▶ WORK TASK
Search the entries for the word "ivalue". Copy every line that holds it.

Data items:
__________________________________________________

PR #2775, opened 2021-07-27
Support webrtc-aec3 on windows

trengginas:
PR #2722 add support for WebRTC AEC3. 
This ticket will add the support for Visual Studio (windows).

Requirement:
- Visual Studio 2015 or later with C++17 support

Changes:
- Some source files needs to be renamed.  Visual Studio will choose one implementation if source code are using the same name, which might lead to linker error.
- Create new project to Visual Studio solution (libwebrtc_aec3). By default it is not build since it will add considerable time to build. e.g: On my machine it will take ~2 minutes to build the single project. Compared to ~50s to build all the projects (without libwebrtc_aec3) in the solution.
- Define some build macro specific to building WebRTC-AEC3 on windows.
- Add echo_webrtc_aec3.c to pjmedia project.

Enabling WebRTC-AEC3 on Visual Studio 2015 or later:
1. Define `PJMEDIA_HAS_WEBRTC_AEC3` on `config_site.h` file
2. Change the BuildToolset configuration on build/vs/pjproject-vs14-common-config.props to v142.
```
     <When Condition="'$(API_Family)'=='WinDesktop'">
       <PropertyGroup>
-        <BuildToolset>v140</BuildToolset>
+        <BuildToolset>v142</BuildToolset>
```
3. Enable buildng libwebrtc-aec3 project from solution configuration manager.
4. When building samples project, you need to link with libwebrtc_aec3 library by editing Samples-vc.mak file.
```
+WEBRTC_AEC3_LIB = ..\..\third_party\lib\libwebrtc_aec3-$(TARGET)$(LIBEXT)
 
 THIRD_PARTY_LIBS = $(GSM_LIB) $(ILBC_LIB) $(RESAMPLE_LIB) \
 		   $(SPEEX_LIB) $(SRTP_LIB) $(G7221_LIB) $(BASECLASSES_LIB) \
-		   $(YUV_LIB) $(WEBRTC_LIB)
+		   $(YUV_LIB) $(WEBRTC_LIB) $(WEBRTC_AEC3_LIB)
```

PR #2807, opened 2021-08-24
Add support to windows on ARM build

trengginas:
Windows on ARM machine allow x86 win32 app to run without modification through emulation ([ref](https://docs.microsoft.com/en-us/windows/uwp/porting/apps-on-arm)).
This ticket will add support building the library using ARM64 specific configuration.

Requirement:
- VS2017 or newer (Visual Studio with Build toolset version v142)

Steps to build:
- The current solution also supports VS2015, and uses v140 build toolset version. You can change the build toolset from `pjproject-vs14-common-config.props` to v142.
```
    <DefaultToolset>v142</DefaultToolset>
    ....
        <BuildToolset>v142</BuildToolset>
```
- Choose ARM64 from the solution platform dropdown option.

Note:
- On VS2015, when opening the solution this warning will be printed.
`warning  : Platform '[ARM64, 0]' referenced in the project file cannot be found.`
  This is safe to ignore.
- When adding third party library (e.g: OpenSSL),  they also has to be built using ARM64 configuration.


nanangizz:
> Windows 10 on ARM64 machine allow running Win32 app through emulation.

Should not this is for ARM64 native (not emulated)?

When building for win32/x64 on VS2019, there are errors like:
--
third_party\webrtc_aec3\src\rtc_base/checks.h(248): error C3546: '...': there are no parameter packs available to expand
--

trengginas:
> > Windows 10 on ARM64 machine allow running Win32 app through emulation.
> 
> Should not this is for ARM64 native (not emulated)?

Yes, this is specific for ARM64 build. Perhaps we should change the wording above. The point is, that building the library using Win32 configuration should work on ARM64 machine.
> 
> When building for win32/x64 on VS2019, there are errors like:
> 
> ```
> third_party\webrtc_aec3\src\rtc_base/checks.h(248): error C3546: '...': there are no parameter packs available to expand
> ```

Building webrtc_aec3 require to use buildtoolset v142 (#2775). I tried here using win32 setup and it builds succesfully.

nanangizz:
> > > Windows 10 on ARM64 machine allow running Win32 app through emulation.
> > 
> > 
> > Should not this is for ARM64 native (not emulated)?
> 
> Yes, this is specific for ARM64 build. Perhaps we should change the wording above. The point is, that building the library using Win32 configuration should work on ARM64 machine.

Actually not sure about "Win32" term either as it can be ambiguous with "Win32" platform in VS config manager. Perhaps let's just use "Windows on ARM" which seems to be commonly used?

Also, please update the Getting Started trac wiki too about this new platform support.

> 
> > When building for win32/x64 on VS2019, there are errors like:
> > ```
> > third_party\webrtc_aec3\src\rtc_base/checks.h(248): error C3546: '...': there are no parameter packs available to expand
> > ```
> 
> Building webrtc_aec3 require to use buildtoolset v142 (#2775). I tried here using win32 setup and it builds succesfully.

Ah okay. Actually I didn't want to build libwebrtc_aec3 (no PJMEDIA_HAS_WEBRTC_AEC3 defined), but since there were about 9 linking errors with error message like below, I clicked build libwebrtc_aec3.
```LINK : fatal error LNK1104: cannot open file 'pjproject\third_party\lib\libwebrtc_aec3-i386-Win32-vc14-Debug.lib'```

So now there is this linking error issue. FYI, I just get the lib source, create an empty config_site.h, then build. Tried with both build toolsets v140 & v142.

trengginas:
> > > > Windows 10 on ARM64 machine allow running Win32 app through emulation.
> > > 
> > > 
> > > Should not this is for ARM64 native (not emulated)?
> > 
> > 
> > Yes, this is specific for ARM64 build. Perhaps we should change the wording above. The point is, that building the library using Win32 configuration should work on ARM64 machine.
> 
> Actually not sure about "Win32" term either as it can be ambiguous with "Win32" platform in VS config manager. Perhaps let's just use "Windows on ARM" which seems to be commonly used?
> 
> Also, please update the Getting Started trac wiki too about this new platform support.
Okay
> 
> > > When building for win32/x64 on VS2019, there are errors like:
> > > ```
> > > third_party\webrtc_aec3\src\rtc_base/checks.h(248): error C3546: '...': there are no parameter packs available to expand
> > > ```
> > 
> > 
> > Building webrtc_aec3 require to use buildtoolset v142 (#2775). I tried here using win32 setup and it builds succesfully.
> 
> Ah okay. Actually I didn't want to build libwebrtc_aec3 (no PJMEDIA_HAS_WEBRTC_AEC3 defined), but since there were about 9 linking errors with error message like below, I clicked build libwebrtc_aec3.
> `LINK : fatal error LNK1104: cannot open file 'pjproject\third_party\lib\libwebrtc_aec3-i386-Win32-vc14-Debug.lib'`
> 
> So now there is this linking error issue. FYI, I just get the lib source, create an empty config_site.h, then build. Tried with both build toolsets v140 & v142.

Right, #2775 misses something here. By default libwebrtc_aec3 is not included to be build. However libpjproject still reference libwebrtc_aec3 project. Since it is not build, linker error is raised. To fix the error, by default libpjproject will also need to remove libwebrtc_aec3 reference. User require to add the reference to libwebrtc_aec3 manually when when needed.

trengginas:
> > > > > Windows 10 on ARM64 machine allow running Win32 app through emulation.
> > > > 
> > > > 
> > > > Should not this is for ARM64 native (not emulated)?
> > > 
> > > 
> > > Yes, this is specific for ARM64 build. Perhaps we should change the wording above. The point is, that building the library using Win32 configuration should work on ARM64 machine.
> > 
> > 
> > Actually not sure about "Win32" term either as it can be ambiguous with "Win32" platform in VS config manager. Perhaps let's just use "Windows on ARM" which seems to be commonly used?
> > Also, please update the Getting Started trac wiki too about this new platform support.
> > Okay
> > > > When building for win32/x64 on VS2019, there are errors like:
> > > > ```
> > > > third_party\webrtc_aec3\src\rtc_base/checks.h(248): error C3546: '...': there are no parameter packs available to expand
> > > > ```
> > > 
> > > 
> > > Building webrtc_aec3 require to use buildtoolset v142 (#2775). I tried here using win32 setup and it builds succesfully.
> > 
> > 
> > Ah okay. Actually I didn't want to build libwebrtc_aec3 (no PJMEDIA_HAS_WEBRTC_AEC3 defined), but since there were about 9 linking errors with error message like below, I clicked build libwebrtc_aec3.
> > `LINK : fatal error LNK1104: cannot open file 'pjproject\third_party\lib\libwebrtc_aec3-i386-Win32-vc14-Debug.lib'`
> > So now there is this linking error issue. FYI, I just get the lib source, create an empty config_site.h, then build. Tried with both build toolsets v140 & v142.
> 
> Right, #2775 misses something here. By default libwebrtc_aec3 is not included to be build. However libpjproject still reference libwebrtc_aec3 project. Since it is not build, linker error is raised. To fix the error, by default libpjproject will also need to remove libwebrtc_aec3 reference. User require to add the reference to libwebrtc_aec3 manually when when needed.

The alternative would be to include an empty dummy file (e.g: used by libpjproject) when toolset is set to v140. And include the actual source when toolset is set to v142. This means by default, the libwebrtc_aec3 will be included to be built.

PR #2809, opened 2021-08-31
Allow registration refresh to continue when REGISTER response contains expires parameter set to 0

trengginas:
Consider this scenario:
- Client is behind a firewall/NAT and send registration and responded with 200/OK
- The firewall is restarted. And the client send refresh registration
- Server adds a new Contact header to the 200/OK response since it detects a different Via address on the request
- The first binding is never refreshed and eventually expires. This is reflected on the 200/OK REGISTER response
- When the client received the expires parameter to 0, it stops refreshing the registration although the registration should still be active

In this case, the client should be allowed to continue the refresh registration. If the server receive an expired refresh registration, it should send error response instead of a 200/OK response.

Note that this scenario can be avoided by setting `pjsua_acc_config.allow_contact_rewrite` set to PJ_TRUE. This way the library will send an updated contact to the server when it detects any IP/port changes on the REGISTER response.

### DIFF
--- a/pjsip/include/pjsip/sip_config.h
+++ b/pjsip/include/pjsip/sip_config.h
@@ -1244,15 +1244,14 @@ PJ_INLINE(pjsip_cfg_t*) pjsip_cfg(void)
 
 
 /**
- * Specify the default expire refresh value when the registers sent a Contact
+ * Allow client to send refresh registration when the registrar sent a Contact
  * header with expire parameter 0 in the 200/OK REGISTER response.
- * This value will be used when the REGISTER request doesn't include a 
- * Expire header.
+ * Refer to https://github.com/pjsip/pjproject/pull/2809 for more info.
  *
- * Default is 30.
+ * Default is 1.
  */
-#ifndef PJSIP_REGISTER_EXP_REFRESH
-#   define PJSIP_REGISTER_EXP_REFRESH	30
+#ifndef PJSIP_REGISTER_ALLOW_EXP_REFRESH
+#   define PJSIP_REGISTER_ALLOW_EXP_REFRESH	1
 #endif
 
 
--- a/pjsip/include/pjsip/sip_config.h
+++ b/pjsip/include/pjsip/sip_config.h
@@ -1242,6 +1242,20 @@ PJ_INLINE(pjsip_cfg_t*) pjsip_cfg(void)
 #   define PJSIP_REGISTER_CLIENT_ADD_XUID_PARAM	0
 #endif
 
+
+/**
+ * Specify the default expire refresh value when the registers sent a Contact
+ * header with expire parameter 0 in the 200/OK REGISTER response.
+ * This value will be used when the REGISTER request doesn't include a 
+ * Expire header.
+ *
+ * Default is 30.
+ */
+#ifndef PJSIP_REGISTER_EXP_REFRESH
+#   define PJSIP_REGISTER_EXP_REFRESH	30
+#endif
+
+
 /**
  * Maximum size of pool allowed for auth client session in pjsip_regc.
  * After the size exceeds because of Digest authentication processing,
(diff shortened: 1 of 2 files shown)


pjsip/src/pjsip-ua/sip_reg.c
```diff
@@ -1359,6 +1359,14 @@ static void regc_tsx_callback(void *token, pjsip_event *event)
 						       PJSIP_REGC_MAX_CONTACT,
 						       contact);
 
+	    if (expiration == 0 && regc->current_op != REGC_UNREGISTERING) {
+		if (regc->expires_hdr && regc->expires_hdr->ivalue) {
+		    expiration = regc->expires_hdr->ivalue;
+		} else {
+		    expiration = PJSIP_REGISTER_EXP_REFRESH;
+		}
+	    }
```
nanangizz, line 1368: As this code handles a corner case:
- print some log?
- put a comment too, perhaps simply a reference to this PR

And as it introduces behavioral change/backward incompatibility:
  - consider a macro setting to disable this perhaps
  - please don't forget to mention it in the milestone after merged

nanangizz (approved):
Just few notes below

pjsip/include/pjsip/sip_config.h
```diff
@@ -1242,6 +1242,20 @@ PJ_INLINE(pjsip_cfg_t*) pjsip_cfg(void)
...
+ * Specify the default expire refresh value when the registers sent a Contact
+ * header with expire parameter 0 in the 200/OK REGISTER response.
+ * This value will be used when the REGISTER request doesn't include a 
+ * Expire header.
+ *
+ * Default is 30.
+ */
+#ifndef PJSIP_REGISTER_EXP_REFRESH
+#   define PJSIP_REGISTER_EXP_REFRESH	30
+#endif
```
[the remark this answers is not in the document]
sauwming: Isn't 3600 (sec) a bit too long?
More about this below.

pjsip/src/pjsip-ua/sip_reg.c
sauwming: So suppose the registrar responses with:
case 1:
```
Contact: <sip:url1>;expires=0
```
case 2:
```
Contact: <sip:url1>;expires=0
Contact: <sip:url1>;expires=180
```

What expiration do we actually want to set, which will determine when we will try to reregister?
If it's too long (such as 3600), in case 2, it will have already expired, won't It?

In my opinion, it should be:
if server specifies expiration, min(PJSIP_REGISTER_EXP_REFRESH, the lowest non-zero expiration), else min (PJSIP_REGISTER_EXP_REFRESH, regc->expires_hdr->ivalue)

pjsip/include/pjsip/sip_config.h
```diff
@@ -1242,6 +1242,20 @@ PJ_INLINE(pjsip_cfg_t*) pjsip_cfg(void)
 #   define PJSIP_REGISTER_CLIENT_ADD_XUID_PARAM	0
 #endif
 
+
+/**
+ * Specify the default expire refresh value when the registers sent a Contact
```
sauwming, line 1247: registrar

pjsip/src/pjsip-ua/sip_reg.c
nanangizz: Basically I am okay with any value, as this is for handling a corner case only, not really a general default value. So I just tried to point out there is already 'default value' (for cases that there is no expire value), not sure if we should have another and configurable (while the others are not). Also, 3600 seems to be the implicitly-recommended default value for non-determinable value (e.g: [here](https://datatracker.ietf.org/doc/html/rfc3261#section-10.2)). So IMO if we need to have a default value, I guess 3600 should be reasonable (btw, 30 is too small too, isn't it?).

For case 2 above, perhaps ideally we can use the 180s, but the modification needs to be done inside `calculate_response_expiration()`, e.g: skip the expire=0 in the iteration. But again I am okay too with the current patch :)

The sip_reg.c seems to have an 'algo' to decide the expire value if there is none, e.g: 
https://github.com/pjsip/pjproject/blob/ccc0644df69b7f9cf00de22cb1e4dec25d01413c/pjsip/src/pjsip-ua/sip_reg.c#L1025

sauwming (approved):

nanangizz (approved):

PR #2810, opened 2021-09-01
Add a new ioqueue API pj_ioqueue_clear_key()

nanangizz:
The API will reset ioqueue key states and cancel any outstanding key operations. Currently it is only used in UDP media transport to replace `pj_ioqueue_post_completion()` in `transport_media_stop()`, which has been reported to have infinite loop issue (to be investigated).

### DIFF
--- a/pjlib/include/pj/ioqueue.h
+++ b/pjlib/include/pj/ioqueue.h
@@ -589,6 +589,19 @@ PJ_DECL(pj_status_t) pj_ioqueue_post_completion( pj_ioqueue_key_t *key,
                                                  pj_ssize_t bytes_status );
 
 
+/**
+ * Clear ioqueue key states. This function will cancel any outstanding
+ * operations on that key, without invoking any completion callback.
+ * After calling this function, application should reinit its all operation
+ * keys, i.e: using pj_ioqueue_op_key_init(), before reusing them.
+ *
+ * @param key           The key.
+ *
+ * @return		PJ_SUCCESS on success or the appropriate error code.
+ */
+PJ_DECL(pj_status_t) pj_ioqueue_clear_key( pj_ioqueue_key_t *key );
+
+
 
 #if defined(PJ_HAS_TCP) && PJ_HAS_TCP != 0
 /**
--- a/pjmedia/src/pjmedia/transport_udp.c
+++ b/pjmedia/src/pjmedia/transport_udp.c
@@ -37,6 +37,13 @@
 /* Maximum pending write operations */
 #define MAX_PENDING 4
 
+#if 1
+#  define TRACE_(expr)
+#else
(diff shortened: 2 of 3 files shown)


pjlib/include/pj/ioqueue.h
```diff
@@ -589,6 +589,19 @@ PJ_DECL(pj_status_t) pj_ioqueue_post_completion( pj_ioqueue_key_t *key,
                                                  pj_ssize_t bytes_status );
 
 
+/**
+ * Clear ioqueue key states. This function will cancel any outstanding
+ * operations on that key, without invoking any completion callback.
+ * After calling this function, application should reinit its all operation
+ * keys, i.e: using pj_ioqueue_op_key_init(), before reusing them.
```
sauwming, line 596: So this means that the ioq_op_key_init() needs to be moved from transport_attach() to _start(), right?

pjmedia/src/pjmedia/transport_udp.c
```diff
@@ -1218,11 +1215,8 @@ static pj_status_t transport_media_stop(pjmedia_transport *tp)
     if (!udp->started)
 	return PJ_SUCCESS;
 
-    pj_ioqueue_post_completion(udp->rtp_key, &udp->rtp_read_op,
-			       -PJ_ECANCELLED);
-
-    pj_ioqueue_post_completion(udp->rtcp_key, &udp->rtcp_read_op,
-			       -PJ_ECANCELLED);
+    pj_ioqueue_clear_key(udp->rtp_key);
```
sauwming, line 1218: With this, app will no longer receive callback with cancelled status. Wondering if this can cause any problem, such as in app that expects to receive such callback.

pjlib/include/pj/ioqueue.h
nanangizz: ah right, missed that.

pjmedia/src/pjmedia/transport_udp.c
nanangizz: Currently the using app is just UDP media transport and I think it is fine without callback.

Moreover, callback is bound to operation key, so there should be two callbacks if there are two outstanding ops and for the infinite issue, where the operation lists seem to be in bad state, we cannot iterate the list.

trengginas: Perhaps add an option to maintain the old behavior?

nanangizz: The modification only affects UDP media transport internally, there should not be any behavior change for app.

trengginas (approved):

sauwming (approved):
Since the patch is meant for an older PJSIP version, it seems to still have conflict with the latest master though.

Issue #2064, opened 2017-11-14
Fix return code in pjsip_find_msg()


pjsipbot:
_2017-11-14 11:06:23: @trengginas_ _created the issue on trac ticket [2064](https://trac.pjsip.org/repos/ticket/2064)_

The default return code for ```pjsip_find_msg()``` was ```PJ_SUCCESS``` so if
a ```Content-Length``` header wasn't found at all, ```pjsip_find_msg()``` was
returning ```PJ_SUCCESS``` instead of ```PJSIP_EMISSINGHDR```.

Also added the volatile keyword to a few variables what are used
both inside and outsude the ```PJ_TRY/PJ_CATCH``` block.

Thanks to George Joseph for the patch.
___
_2017-11-14 11:08:13: @trengginas_ _changed **status** from **new** to **closed**_

___
_2017-11-14 11:08:13: @trengginas_ _set **resolution** to **fixed**_

___
_2017-11-14 11:08:13: @trengginas_ _commented_

In [r5694](../commit/975aa1047a4dcc439315d9180c0f850e855c37d0):
Fixed #2064: Fix return code in pjsip_find_msg().

Issue #2056, opened 2017-11-08
Add validity checking for numeric header values


pjsipbot:
_2017-11-08 02:53:09: @trengginas_ _created the issue on trac ticket [2056](https://trac.pjsip.org/repos/ticket/2056)_

Parsing the numeric header fields like cseq, ttl, port, etc. all
had the potential to overflow, either causing unintended values to
be captured or, if the values were subsequently converted back to
strings, a buffer overrun. This will lead to a potential exploit using carefully crafted invalid values.
To address this, new "strto" functions
have been created that do range checking and those functions are
used wherever possible in the parser.

This patch will:
 - Created ```pjlib/include/limits.h``` and ```pjlib/include/compat/limits.h```
   to either include the system ```limits.h``` or define common numeric
   limits if there is no system ```limits.h```.
 - Created ```strtoi_validate``` functions in ```sip_parser``` that take bounds
   and on failure call the ```on_str_parse_error``` function which prints
   an error message and calls ```PJ_THROW```.
 - Updated ```sip_parser``` to validate the numeric fields.
 - Fixed an issue in ```sip_transport``` that prevented error messages
   from being properly displayed.
 - Added "volatile" to some variables referenced in ```PJ_CATCH``` blocks
   as the optimizer was sometimes optimizing them away.
 - Fixed length calculation in ```sip_transaction```/```create_tsx_key_2543```
   to account for signed ints being 11 characters, not 9.

Thanks to:
- Youngsung Kim at LINE Corporation for the report
- George Joseph ```<gjoseph@digium.com>``` for the patch
___
_2017-11-08 02:58:19: @trengginas_ _changed **status** from **new** to **closed**_

___
_2017-11-08 02:58:19: @trengginas_ _set **resolution** to **fixed**_

___
_2017-11-08 02:58:19: @trengginas_ _commented_

In [r5682](../commit/37f0826f9f89e2255332afa1ffa5d72dab4a149d):
Closed #2056: Add validity checking for numeric header values.

___
_2017-11-17 09:41:53: @trengginas_ _edited the issue description_

PR #2813, opened 2021-09-03
When optimization is enabled, local assignment might be lost on exception

trengginas:
It is reported that when using gcc 10 with -02, assignment prior to `PJ_CATCH_ANY` will be lost.
This is likely because the values are saved in registers when setjmp (`PJ_TRY`) is called, and restored when longjmp is called (`PJ_THROW`), which is why all assignments to local variables that occur between setjmp and longjmp might be discarded (with optimizations turned on).

This might raised an assertion which checks the error code assigned prior to raising the exception.

### DIFF
--- a/pjmedia/src/pjmedia/sdp.c
+++ b/pjmedia/src/pjmedia/sdp.c
@@ -50,21 +50,21 @@ typedef struct parse_context
 /*
  * Prototypes for line parser.
  */
-static void parse_version(pj_scanner *scanner, parse_context *ctx);
+static void parse_version(pj_scanner *scanner, volatile parse_context *ctx);
 static void parse_origin(pj_scanner *scanner, pjmedia_sdp_session *ses,
-			 parse_context *ctx);
+			 volatile parse_context *ctx);
 static void parse_time(pj_scanner *scanner, pjmedia_sdp_session *ses,
-		       parse_context *ctx);
+		       volatile parse_context *ctx);
 static void parse_generic_line(pj_scanner *scanner, pj_str_t *str,
-			       parse_context *ctx);
+			       volatile parse_context *ctx);
 static void parse_connection_info(pj_scanner *scanner, pjmedia_sdp_conn *conn,
-				  parse_context *ctx);
+				  volatile parse_context *ctx);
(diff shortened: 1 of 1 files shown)


nanangizz (approved):

sauwming:
Have we tried testing it ourselves with the sample code provided by the reporter?
Compare between -O0 and -O2 and perhaps another optimisation level. Then with a few, and the latest, gcc versions.

nanangizz:
> Have we tried testing it ourselves with the sample code provided by the reporter?
> Compare between -O0 and -O2 and perhaps another optimisation level. Then with a few, and the latest, gcc versions.

I think this is a generic `setjmp/longjmp` issue, not specific to gcc. We have seen similar issues before, e.g: #2056, #2064 (different approach though, added 'volatile' to local vars to avoid reverted/undetermined values).

sauwming (approved):

pjmedia/src/pjmedia/sdp.c
```diff
@@ -1433,6 +1431,7 @@ PJ_DEF(pj_status_t) pjmedia_sdp_parse( pj_pool_t *pool,
     }
     PJ_CATCH_ANY {
 	
+	ctx.last_error = PJ_GET_EXCEPTION();
```
nanangizz, line 1434: Some functions throw `SYNTAX_ERROR`, so `ctx.last_error` may be assigned  to `SYNTAX_ERROR` and returned by `pjmedia_sdp_parse()`, while app will expect the function to return a PJMEDIA error code.

I guess the alternatives are:
- change all throws to throw proper PJMEDIA error code, or
- using volatile approach (please test first), `parse_context` var in the function must be volatile, also all functions accepting and modifying `parse_context` param, must declare it as volatile too, e.g:
   ```
   static void parse_media(pj_scanner *scanner, pjmedia_sdp_media *med,
			volatile parse_context *ctx)
   ```

trengginas: The issue is reproducible by specifying `-O2` on the `CFLAGS` and assertion raised when there's a SDP parse error (exception raised). Modification using volatile approach eliminate the assertion and make sure the error code was set correctly.
- Tested using clang (macOS) with and without -O2 CFLAGS
- Tested using Visual Studio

__________________________________________________

▶ ANSWER TO THIS EXERCISE
+		if (regc->expires_hdr && regc->expires_hdr->ivalue) {
+		    expiration = regc->expires_hdr->ivalue;
if server specifies expiration, min(PJSIP_REGISTER_EXP_REFRESH, the lowest non-zero expiration), else min (PJSIP_REGISTER_EXP_REFRESH, regc->expires_hdr->ivalue)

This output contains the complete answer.